So, what's going on here? Why do we keep hearing about data breaches and ransomware attacks every day while spending on cybersecurity keeps increasing exponentially?

In this post, I’ll explore these questions and discuss how a new, architectural approach to data privacy and security can help.

Is the Cybersecurity Fox Guarding the Software Hen House?

One of the unique things about the cybersecurity industry is that it is an extension of the broader software industry.

One company builds email software, and another builds email cybersecurity software. One company builds a router, and then another builds a firewall. Sometimes, the email vendor is also selling email security, and the router vendor is also selling the firewall to protect that router.

And, these companies make 10s of billions of dollars with this approach.

A Conflict of Interest?

We should ask: Does the current state of cybersecurity create a conflict of interest?

Imagine if your top local home builder also ran a privately funded (and very profitable) fire department. And then imagine that the homes they built kept catching fire in increasing numbers, year after year.

There’s a parallel between this hypothetical situation and what we’re seeing from software vendors who also sell cybersecurity products.

What's the Answer to This Conundrum?

We should expect more from the software industry. 

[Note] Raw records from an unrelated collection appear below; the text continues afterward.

PR #851, opened 2025-08-25
:art: chore: add messages grouping

kalpovskii:
Closes: https://trello.com/c/VEX6lOkS

I've implemented a time-based grouping logic. Messages sent within a 30-second interval now have a reduced bottom margin (from 16px to 4px) to create a more cohesive and compact visual unit

The timestamp is now displayed only on the first message in each group

While I found the visual implementation of 'the bubble solution' less aesthetically pleasing, I chose not to remove it entirely, hence I only added grouping logic and spacing

I'm open to suggestions and alternative approaches regarding "the bubble styling"

image

**UPDATE:**

* Added tail styling exclusively for the last message in a group
* Doubled the border-radius for all messages from 8px to 16px

image


S-FrontendDev:
i agree with @skranee. I think last message with time might be bettee
image


and what about merge attchment and message? Without margin
image


@adamant-al

PR #854, opened 2025-08-29
feat: Feat/add touch id face id passkey

Linhead:
Implemented multi-factor authentication system for ADAMANT Messenger with two new authentication methods alongside existing passphrase and password authentications.

 New Authentication Methods:
 Biometric Authentication (Touch ID/Face ID)
  - Native biometric authentication on mobile devices
  - Uses Capacitor Native Biometric plugin
  - Supports fingerprint and facial recognition
  - Mobile-only feature (unavailable in web browsers)

 Passkey Authentication
  - WebAuthn-based passwordless authentication
  - Uses browser's built-in passkey support
  - Supports hardware security keys and platform authenticators
  - Web-only feature (unavailable in mobile apps)

### DIFF
--- a/android/app/capacitor.build.gradle
+++ b/android/app/capacitor.build.gradle
@@ -11,6 +11,7 @@ apply from: "../capacitor-cordova-android-plugins/cordova.variables.gradle"
 dependencies {
     implementation project(':capacitor-community-file-opener')
     implementation project(':capacitor-filesystem')
+    implementation project(':capgo-capacitor-native-biometric')
 
 }
 
--- a/android/app/capacitor.build.gradle
+++ b/android/app/capacitor.build.gradle
@@ -12,6 +12,7 @@ dependencies {
     implementation project(':capacitor-community-file-opener')
     implementation project(':capacitor-filesystem')
     implementation project(':capgo-capacitor-native-biometric')
+    implementation project(':capacitor-secure-storage-plugin')
 
 }
 
--- a/android/app/src/main/AndroidManifest.xml
+++ b/android/app/src/main/AndroidManifest.xml
@@ -35,4 +35,5 @@
     <uses-permission android:name="android.permission.CAMERA" />
     <uses-permission android:name="android.permission.ACCESS_NETWORK_STATE" />
     <uses-permission android:name="android.permission.VIBRATE" />
+    <uses-permission android:name="android.permission.USE_BIOMETRIC" />
 </manifest>
--- a/android/capacitor.settings.gradle
+++ b/android/capacitor.settings.gradle
@@ -7,3 +7,6 @@ project(':capacitor-community-file-opener').projectDir = new File('../node_modul
 
 include ':capacitor-filesystem'
 project(':capacitor-filesystem').projectDir = new File('../node_modules/@capacitor/filesystem/android')
+
+include ':capgo-capacitor-native-biometric'
+project(':capgo-capacitor-native-biometric').projectDir = new File('../node_modules/@capgo/capacitor-native-biometric/android')
--- a/android/capacitor.settings.gradle
+++ b/android/capacitor.settings.gradle
@@ -10,3 +10,6 @@ project(':capacitor-filesystem').projectDir = new File('../node_modules/@capacit
 
 include ':capgo-capacitor-native-biometric'
 project(':capgo-capacitor-native-biometric').projectDir = new File('../node_modules/@capgo/capacitor-native-biometric/android')
+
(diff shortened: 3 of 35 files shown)


Linhead:
https://trello.com/c/r5W6rcgH/366-feat-add-touch-id-face-id-passkey

adamantmm:
Review note from the security audit work (#958). Not a blocker for the direction — this PR is the right direction, and it is the reason a competing "non-extractable CryptoKey in IndexedDB" design was considered and dropped. Posting now so the point is not lost before the rework that follows v4.12.0 and v4.13.0.

## The passkey is currently a presence check, not a source of key material

`src/lib/auth/PasskeyAuthService.ts` calls `navigator.credentials.create()` and `navigator.credentials.get()` with a random `challenge` and no `extensions`. Nothing is returned from the authenticator that could be used as a secret — the call only establishes that a user was present.

Meanwhile the flow works with an `encryptionKey: Uint8Array` that comes from somewhere else. If that key is stored on the device alongside the ciphertext it protects, then the security property is:

- **the passkey decides whether the app shows the unlock screen**
- **the key needed to decrypt the passphrase is already on disk**

An XSS payload or a malicious extension never sees the unlock screen. It reads the key and the ciphertext directly and decrypts offline. This is structurally the same problem as the one tracked as ADM-SEC-005 in the audit — the secret and the thing that protects it live in the same place.

To be clear about what this does buy: it does raise the bar against someone who picks up an unlocked device and opens the app. That is worth something. It just is not protection against script execution or against profile theft, which is what a passphrase-holding wallet needs.

## What makes it real: the WebAuthn PRF extension

`prf` asks the authenticator to derive a stable secret from its own non-exportable key, released only after user verification. That secret is the thing to derive the encryption key from — it exists nowhere on disk and cannot be recomputed without the authenticator plus the biometric.

Registration:

```js
const credential = await navigator.credentials.create({
  publicKey: {
    challenge,
    rp: { name: 'ADAMANT Messenger' },
    user: { id, name, displayName },
    pubKeyCredParams: [{ type: 'public-key', alg: -7 }],
    authenticatorSelection: { userVerification: 'required', residentKey: 'required' },
    extensions: { prf: {} }
  }
})

// credential.getClientExtensionResults().prf?.enabled  -> is PRF usable at all
```

Unlock:

```js
const assertion = await navigator.credentials.get({
  publicKey: {
    challenge,
    allowCredentials: [{ id: credentialId, type: 'public-key' }],
    userVerification: 'required',
    extensions: { prf: { eval: { first: prfSalt } } }   // prfSalt is stored, not secret
  }
})

const secret = assertion.getClientExtensionResults().prf.results.first  // 32 bytes
// derive the encryption key from `secret`, decrypt the passphrase, zero `secret`
```

`prfSalt` is a per-installation random value and can be stored in the clear — it is a domain separator, not a secret. The authenticator's own key never leaves the Secure Enclave / TPM / hardware key.

## Points worth deciding before the rework

1. **PRF availability is narrower than WebAuthn itself** — roughly Chrome 132+ and Safari 18+. `prf.enabled` has to be checked at registration time, and when it is false the passkey option should either not be offered or be labelled honestly as convenience rather than protection. Silently falling back to a locally stored key is the failure mode to avoid.

2. **The mobile path needs the equivalent treatment.** `BiometricAuthService` via Capacitor Native Biometric has the same question: is the biometric gating a UI transition, or is it releasing a key from Android Keystore / iOS Keychain that was created with a "require user authentication" flag? Only the second protects anything. The plugin's `verifyIdentity()` alone is the first.

3. **Biometry is a session unlock, not a per-action prompt.** One verification at app start yields the key, the passphrase is decrypted into memory, and everything after that works without prompts. Re-prompting is then a product choice — an inactivity timeout, or transfers above a threshold — not a WebAuthn requirement. Worth stating explicitly so the UX discussion does not start from "a fingerprint for every message".

4. **Recovery has to stay.** The passphrase path must remain reachable: a lost device means a lost authenticator, and PRF secrets cannot be exported or backed up.

5. **Storage of the wrapped passphrase.** Whatever holds the ciphertext should carry a versioned descriptor (algorithm, KDF parameters, PRF salt, credential id) so that parameters can be raised later without forcing users to sign in again. The same descriptor pattern is being introduced for the password KDF in v4.12.0.

## Related

- #958 — full security audit; ADM-SEC-005 is the finding this PR ultimately addresses
- ADM-SEC-004 / ADM-SEC-025 in that audit — the password KDF is being reworked in v4.12.0 (per-user salt, scrypt); the passkey path should reuse the same key-derivation and descriptor code rather than growing a second one

PR #861, opened 2025-09-08
:bug: fix: add left type to emojipicker position

kalpovskii:
Closes: https://github.com/Adamant-im/adamant-im/issues/904

* Added a new "left" type for the emojipicker component to ensure the picker is displayed on the top-left side when needed. It prevents it from going outside the screen boundaries

image


S-FrontendDev:
@adamant-al is it ok? Maybe we need to block scroll? 

image

PR #864, opened 2025-09-12
fix: add removing obsolete coins that no longer exist in configs in g…

Linhead:
### Fix: Remove obsolete cryptocurrency configs in wallets generation script

**Summary**

  - Fixed a bug where removed cryptocurrencies remained in config files after running wallets:generate
  - Added logic to clean up obsolete coin entries that no longer exist in the adamant-wallets source

  **Problem**

  The updateConfig() function in scripts/wallets.mjs only added/updated cryptocurrency configurations but never removed obsolete ones. When cryptocurrencies were removed from the adamant-wallets submodule, they would persist indefinitely in the config files (src/config/*.json), leading to:
  - Unnecessary API calls to non-existent nodes
  - Outdated configuration data

  **Solution**

  Enhanced the updateConfig() function to:
  1. Remove obsolete entries: Delete config keys that no longer exist in the source data
  2. Add/update active entries: Maintain existing functionality for current cryptocurrencies

  **Changes**

  - Added cleanup logic before updating configs in scripts/wallets.mjs:179-184
  - Fixed lodash import to use default import (import _ from 'lodash') for consistency


S-FrontendDev:
When I test the script on my branch feat/remove-kly, the command runs successfully.
image

When I test it on your branch, I get an error.

image

Issue #927, opened 2026-02-24
[Task] Remove runtime unsafe-eval sources and resume strict CSP hardening


dev-adamant-im:
## Summary

`unsafe-eval` is still present in runtime bundles, so enforcing strict CSP without `unsafe-eval` is currently unsafe and can break app flows.

This task tracks full removal of runtime `unsafe-eval` sources and safe migration to stricter CSP.

## Related

- Original task: #916
- Context PR branch work: #917

## What Was Done Already

- Added CSP report endpoint `api/csp-report.js` for Vercel report collection
- Ran CSP dry-run in Vercel environments and collected violations
- Investigated bundle sources with sourcemaps for `Function(...)` / `new Function(...)` paths
- Upgraded `vuedraggable` from `2.24.3` to `4.1.0`
- Switched draggable import to source module in `src/views/Wallets.vue` to avoid UMD bundle path

### Confirmed runtime/eval-like sources in bundle

- `core-js/internals/global-this.js` -> `Function('return this')()` fallback
- `lodash-es/_root.js` -> `Function('return this')()` fallback
- `engine.io-client/build/esm/globals.js` -> `Function("return this")()` fallback
- `setimmediate/setImmediate.js` -> `new Function("" + callback)`

### Dependency paths (why they are included)

- `engine.io-client` is included via `socket.io-client` (chat sockets)
- `setimmediate` is pulled by `web3-eth` chain and polyfill stack
- `lodash-es` fallback enters through current imports (`throttle`, `get`, `random`, `cloneDeep`)
- `core-js` fallback is included by current polyfill usage in app bootstrap

### Important conclusion

- Strict CSP `script-src` without `unsafe-eval` should not be enforced yet
- First remove/replace all runtime `unsafe-eval` sources, then re-enable CSP hardening in Report-Only and move to enforce

## Temporary operational decision

To avoid regressions in preview/dev Vercel builds while cleanup is in progress:

- `vercel.json` no longer sets `Content-Security-Policy-Report-Only`
- CSP hardening for Vercel will be re-enabled after source cleanup

### A) Remove runtime `unsafe-eval` sources

- Replace `lodash-es` usage with targeted local utilities where possible
- Evaluate safer socket stack options and `engine.io-client` eval fallback removal path
- Remove `setimmediate` runtime usage from web bundle (web3/polifill path)
- Minimize/replace `core-js` paths that emit eval-style global fallback where feasible

### B) Re-enable CSP hardening safely

[...]

PR #964, opened 2026-08-10
Fix: Complete security hardening part 2

### LINKED ISSUE #928: [Task] Prepare safe ESLint 10 migration without losing import checks
### Summary
Prepare a safe migration path from ESLint 9 to ESLint 10 without reducing current lint coverage for import correctness

### Details
Context and current state
- During dependency upgrade in task #916 we tested ESLint 10 migration (`eslint` + `@eslint/js`)
- The direct upgrade is currently blocked by `eslint-plugin-import` peer range (`^2 || ^3 || ^4 || ^5 || ^6 || ^7.2.0 || ^8 || ^9`)
- `npm install` with ESLint 10 produced peer-resolution conflicts (`ERESOLVE`) in normal mode

What was tested
- Variant A: keep ESLint 10 and remove `eslint-plugin-import` + `eslint-import-resolver-typescript`
- Variant B: rollback to ESLint 9 and keep current import plugin stack
- We used baseline checks in this repo (`npm run lint`, `npm run typecheck`, `npm run test -- --run`)

Findings
- Variant A allows ESLint 10 installation but removes import validation coverage from lint
- Probe `import electron from 'vite-plugin-electron'` was not reported by ESLint after plugin removal
- Probe `const value: string = 123` is not reported by ESLint and is only reported by `vue-tsc`, which is expected for current config
- Variant B restores previous behavior and keeps import checks in pre-commit lint flow

Decision made now
- Keep ESLint 9 stack in repository for stability
- Track ESLint 10 migration as a separate follow-up task

Related
- Parent dependency task: #916

### Checklist
- [ ] Re-check ecosystem support for ESLint 10 in import lint stack (`eslint-plugin-import` or equivalent)
- [ ] Evaluate alternatives and document tradeoffs (`eslint-plugin-import`, `eslint-plugin-import-x`, other maintained options)
- [ ] Prepare migration branch with ESLint 10 and zero `--force` in normal install flow
- [ ] Keep coverage parity for current import checks (`import/default`, `import/named`, unresolved imports with TS resolver)
- [ ] Add regression tests or lint probes that fail if import coverage is accidentally dropped
- [ ] Verify baseline commands pass: `npm run lint`, `npm run typecheck`, `npm run test -- --run`

### Notes
Potential risk if migrated too early
- Silent regressions in import correctness can reach runtime and break build/dev flows
- Example: default import mismatch for `vite-plugin-electron` is not caught without import plugin rules

Potential migration acceptance criteria
- Clean `npm install` without force flags
- Import checks remain enforced in lint and pre-commit
- No new false-positive noise that requires disabling core safety rules globally

### Verification
A candidate ESLint 10 migration is acceptable when all conditions hold
- `npm install` succeeds without `--force` and without peer conflict warnings for lint packages
- `npm run lint` reports import regressions currently caught by ESLint 9 setup
- `npm run typecheck` and `npm run test -- --run` stay green

### LINKED ISSUE #929: [Task] Stale direct dependency review and phased replacement plan
## Summary
Review direct dependencies and devDependencies, identify packages that are stale, and define a safe migration/removal plan without breaking cryptography, protocol compatibility, or build targets

## Scope and methodology
- Checked all direct `dependencies` and `devDependencies` from `/Users/Das/Work/adamant.im/Dev/PWA/adamant-im/package.json`
- Used npm registry metadata to get publish dates for installed versions and latest published versions
- Filtered stale packages by threshold `last release < 2024-02-25` (older than 2 years)
- Verified deprecation and installation noise via `npm i --dry-run --ignore-scripts --no-audit --no-fund`
- Collected security data via `npm audit --json`

## Key findings
- There are **0 direct packages** that are both deprecated and older than 2 years
- There are **43 direct packages** that are older than 2 years and not deprecated
- `npm i` does not produce deprecated warnings for direct packages
- In the stale direct set, only `hdkey` is flagged by `npm audit` (low severity, indirect via `secp256k1`)
- Separate from this stale set, `npm audit` still reports high findings in other direct packages (for example `bitcoinjs-lib`, `ecpair`, `@capacitor/assets`, `@vue/test-utils`)

## Table A: Replace or remove candidates
| Package | Type | Last release | Current usage in repo | Known vulnerabilities | `npm i` noise | Alternative(s) | Recommendation |
|---|---|---:|---|---|---|---|---|
| `simple-audio` | dependency | 2017-06-07 | No imports found | None in audit for this package | None | Remove | Remove now |
| `i` | dependency | 2021-09-21 | No imports found | None in audit for this package | None | Remove | Remove now |
| `jest-serializer-vue` | devDependency | 2022-11-18 | No imports found, test stack is Vitest | None in audit for this package | None | Remove | Remove now |
| `@esbuild-plugins/node-globals-polyfill` | devDependency | 2023-01-27 | No imports found | None in audit for this package | None | `vite-plugin-node-polyfills` (already used) | Remove after build check |
| `@types/core-js` | devDependency | 2023-11-07 | No imports found | None in audit for this package | None | Remove if typecheck passes | Remove after typecheck |
| `@types/lodash-es` | devDependency | 2023-11-21 | No imports found | None in audit for this package | None | Remove if typecheck passes | Remove after typecheck |
| `@types/pbkdf2` | devDependency | 2023-11-07 | No imports found | None in audit for this package | None | Remove if typecheck passes | Remove after typecheck |
| `notifyjs` | dependency | 2017-02-15 | Browser notifications wrapper in `src/lib/notifications.js` | None in audit for this package | None | Native Notifications API wrapper | Migrate |
| `visibilityjs` | dependency | 2018-08-30 | Visibility checks in chat and hooks | None in audit for this package | None | `@vueuse/core` (`useDocumentVisibility`) | Migrate |
| `promise-queue` | dependency | 2018-01-28 | Message and API queues in chat/adamant-api | None in audit for this package | None | `p-queue` or `bottleneck` | Migrate |
| `throttle-promise` | dependency | 2017-11-08 | IndexedDB throttling plugin | None in audit for this package | None | `p-throttle` or local throttle utility | Migrate |
| `vuex-persist` | dependency | 2020-09-27 | Local/session persistence plugins for Vuex | None in audit for this package | None | `pinia-plugin-persistedstate` | Migrate with store plan |
| `vuex` | dependency | 2022-10-14 | Primary legacy store layer | None in audit for this package | None | Pinia | Gradual migration |
| `vuedraggable` | dependency | 2021-08-22 | Wallet list drag-drop in `src/views/Wallets.vue` | None in audit for this package | None | `vue-draggable-plus` or SortableJS wrapper | Migrate |
| `copy-to-clipboard` | dependency | 2022-11-13 | Address/passphrase copy actions | None in audit for this package | None | `navigator.clipboard` + fallback | Migrate |
| `b64-to-blob` | dependency | 2017-08-21 | QR export conversion | None in audit for this package | None | `fetch(dataUrl).blob()` | Migrate |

Just like we started expecting more from the auto industry after Ralph Nader published “Unsafe at Any Speed”. His book revealed the safety issues with the Chevrolet Corvair and marked the beginning of stronger auto safety standards. Similarly, the ongoing, near-daily reports of data breaches have revealed the safety issues with today’s software.

Nobody wants an email product that is so horribly designed that they need to go out and buy an email security product; or a router that needs a router security product. Just like nobody wants a car that needs to have a roll cage and new seat belts installed to be safe to drive.

As consumers and businesspeople, we want safe and secure products. And that means they need to be built right, so they don’t need a retrofit. How can we do this? With an approach that prioritizes security and privacy by design – and engineering.

Many governments, led by the United States Cybersecurity and Infrastructure Security Agency (CISA) and joined by similar agencies in Australia, Canada, the UK, Germany, Netherlands, and New Zealand, have come together to plead with the software industry to ship products that include security-by-default and security-by-design, resulting in a set of detailed recommendations.

These core principles are fairly simple:

  • Security-by-Default: Basic security features like MFA should be on by default
  • Security-by-Design: The complexity of security configuration should not be a customer problem – it’s a design problem

These security recommendations provide a roadmap for creating secure software products.

A similar roadmap is needed for data privacy. 

What if Everyone Shipped Products with Security Built-In?

I started Skyflow because of what I saw over two decades in the software industry working at leading companies like Oracle and Salesforce. These two companies today make over $80B in annual revenues.

While at those companies, I repeatedly saw customers struggling to figure out how to deploy enterprise software products securely, how to configure them, and searching for guidance on what the right default configurations should be.

In response to issues like these, pioneers like Todd McKinnon created Okta to build an identity platform the right way, and offer it as a service. Similarly, Matthew Prince built Cloudflare into a provider of secure-by-default CDN, cloud cybersecurity, DDoS mitigation, and domain registration services. Both of these founders saw the importance of creating companies that don’t treat security as an afterthought.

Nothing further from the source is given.